Dassault, born Marcel Bloch, the son of a Jewish physician, and converted to the Roman Catholic faith about 10 years after his liberation from the Buchenwald concentration camp, died last Friday at the age of 94. He will be buried close to the crypt where Napoleon is buried. Prime Minister Jacques Chirac will be the main speaker at the ceremonies, which are expected to be attended by dozens of former Premiers, government Ministers and military commanders.

Dassault was re-elected to the National Assembly last month and was scheduled to deliver its opening address. He had been a Deputy since the end of World War II and always amassed huge majorities in his re-election campaigns.

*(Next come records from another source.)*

PR #2497, opened 2023-10-04
chore: addopt bandit static linter

bruno-fs:
Yet another linter enabled in ruff. This time, [bandit](https://pypi.org/project/bandit/).

The inspiration to add this check came from this comment: https://github.com/quipucords/quipucords/pull/2492#discussion_r1345776403

### DIFF
--- a/pyproject.toml
+++ b/pyproject.toml
@@ -88,6 +88,7 @@ select = [
     "PL",  # Pylint
     "BLE", # flake8-blind-except
     "PTH", # flake8-use-pathlib
+    "S",   # flake8-bandit
 ]
 ignore = [
     "D107",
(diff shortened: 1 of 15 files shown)


infinitewarp (approved):
big 👏👏👏 for removing `assert`s from runtime code

pyproject.toml
```diff
@@ -112,9 +113,14 @@ known-first-party = [
 
 [tool.ruff.per-file-ignores]
 "__init__.py" = ["F401", "D104"]
-"**/test_*.py" = [
+"**test**" = [
```
abellotti, line 116: seems to be much more relaxed, what weren't we catching with **/test_*.py ?

bruno-fs: I changed to also capture `conftest.py`.

bruno-fs:
> big 👏👏👏 for removing asserts from runtime code

@infinitewarp thank @mirekdlugosz for calling it out in another PR ;D

pyproject.toml
abellotti: Can we do this in Ruff,   "**/test_*.py", "conftest.py" = [ .... ] so we don't duplicate the exceptions?

bruno-fs: I did try something similar and now that. no luck. Will check the docs tho, maybe there's a way 🤔

PR #2498, opened 2023-10-09
fix: `export LANG=C LC_ALL=C;` before all ansible raw commands

infinitewarp:
This should help make commands use a consistent locale since we can't trust the system default and we can't reliably set locale on the SSH connection.

Relates to JIRA: DISCOVERY-244
https://issues.redhat.com/browse/DISCOVERY-244

---

It feels ugly, but I confirmed locally it works. 🤷 

Note that I'm using `export` as a separate command instead of prefixing individual program commands with variables. I chose this approach because in _some_ of our `raw` commands, we execute _multiple_ programs, and each of them might need their own copy of these variables. By simply exporting to the environment at the start of each `raw`, we cover _all_ of its commands, and we have a single consistent pattern applied everywhere.

How did I test this? I started a RHEL9 EC2 instance, and I performed the following changes to it before starting a network scan. I think this is all the relevant commands I ran; this was a messy manual process as I was experimenting to make a "badly configured" target system.

```
sudo dnf install glibc-langpack-es
sudo localectl set-locale LANG=es_US
sudo dnf remove glibc-langpack-en
sudo vim /etc/profile.d/lang.sh
:%s/C.UTF-8/es_US/
:%s/en_US.UTF-8/es_US/
:%s/en_US.UTF-8/es_US/
:x
sudo reboot
```

After the VM restarted, I SSHed back into it and confirmed that `es_US` was the default locale.
```
$ id -u jboss
id: �jboss�: no existe ese usuario
```

I also checked `/etc/ssh/sshd_config` to see if connections were allowed to set `LANG` or `LC_*` variables, and it did not. You should check your `/etc/ssh/sshd_config`, remove or comment out anything like `AcceptEnv LANG LC_*`, then `sudo service sshd restart`, and reconnect any SSH sessions.

### DIFF
--- a/quipucords/scanner/network/runner/roles/check_dependencies/tasks/main.yml
+++ b/quipucords/scanner/network/runner/roles/check_dependencies/tasks/main.yml
@@ -5,7 +5,7 @@
     internal_host_started_processing_role: "check_dependencies"
 
 - name: test if user has sudo cmd
-  raw: echo "user has sudo" 2>/dev/null
+  raw: export LANG=C LC_ALL=C; echo "user has sudo" 2>/dev/null
   register: internal_user_has_sudo_cmd
   become: yes
   ignore_errors: yes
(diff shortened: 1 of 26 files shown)


bruno-fs (approved):
Looks great!

abellotti (approved):

nicolearagao (approved):

PR #2506, opened 2023-10-25
Improve acs connectivity errors

nicolearagao:


quipucords/scanner/acs/connect.py
```diff
@@ -48,11 +50,7 @@ def execute_task(self, manager_interrupt):
                     self.system_name,
                 )
         except RequestException as exception:
-            logger.exception("Unable to connect to '%s'.", self.system_name)
-            if isinstance(exception, RequestConnError):
-                conn_result = SystemConnectionResult.UNREACHABLE
-            else:
-                conn_result = SystemConnectionResult.FAILED
+            conn_result = self._handle_connection_error(exception)
```
mirekdlugosz, line 53: Just a suggestion:

```python
        try:
            response = self.client.get(
            ... # snip
        except (MaxRetryError, RetryError, RequestConnError):
            logger.exception(
                """Connection error while connecting to '%s'.
                Verify source information and try again.""",
                self.system_name,
            )
            conn_result = SystemConnectionResult.UNREACHABLE
        except RequestException:
            logger.exception(
                """Unable to connect to '%s'.
                Unexpected exception while handling connection.""",
                self.system_name,
            )
            conn_result = SystemConnectionResult.FAILED
```

You can put multiple `except` blocks for single `try`. If more specific exceptions are put first, they are handled and Python will skip further `except`s. If some generic exception is raised, it will fall through specific `except`s and get caught by more generic one.

nicolearagao: @mirekdlugosz I like the idea, but I was afraid it would get too polluted, but I guess not enough to need a separate function.

mirekdlugosz: I hear you. That's why it's only a suggestion. I would probably consider extracting `try` body into separate function, and leave exception handling here, but that's just my preference.

Let's see what other people have to say.

infinitewarp: I like @mirekdlugosz 's suggestion of keeping the multiple excepts here.

mirekdlugosz (approved):

bruno-fs (approved):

Dassault, a multimillionaire, was believed by many to be the richest man in France and was often described by leading financial publications as one of the 10 richest men in Europe. He was a graduate of France’s school of aeronautical engineering and achieved fame during World War I as the inventor of the most sophisticated combat and reconnaissance planes of their time.

Returning from Buchenwald feeble and ill, he nevertheless rebuilt his company into one of the world’s largest aircraft manufacturers, Avions Marcel Dassault-Breguet, which employed 16,000 people. He also became a major figure in real estate, heavy industry, and financial, publishing and film companies.


Although he never visited Israel, Dassault was on intimate terms with many Israeli leaders and reportedly took pride in the way Israeli pilots handled his high-performance Mysteres, Super-Mysteres, and later Mirage and Etandard jets, which helped give Israel its overwhelming victories over larger Arab forces.

When President Charles de Gaulle imposed an arms embargo against Israel after the 1967 Six-Day War, the flow of French aircraft was cut off and the Israel Air Force turned to the American jets which now constitute the backbone of its air power.

Many reasons have been given why Marcel Bloch converted from Judaism to Roman Catholicism in 1957, after changing his name to Dassault. Some old-time associates say he took the step because of the trauma of deportation and incarceration in Buchenwald. He returned physically shattered, weighing only 70 pounds. Others say he changed his religion to further his business interests.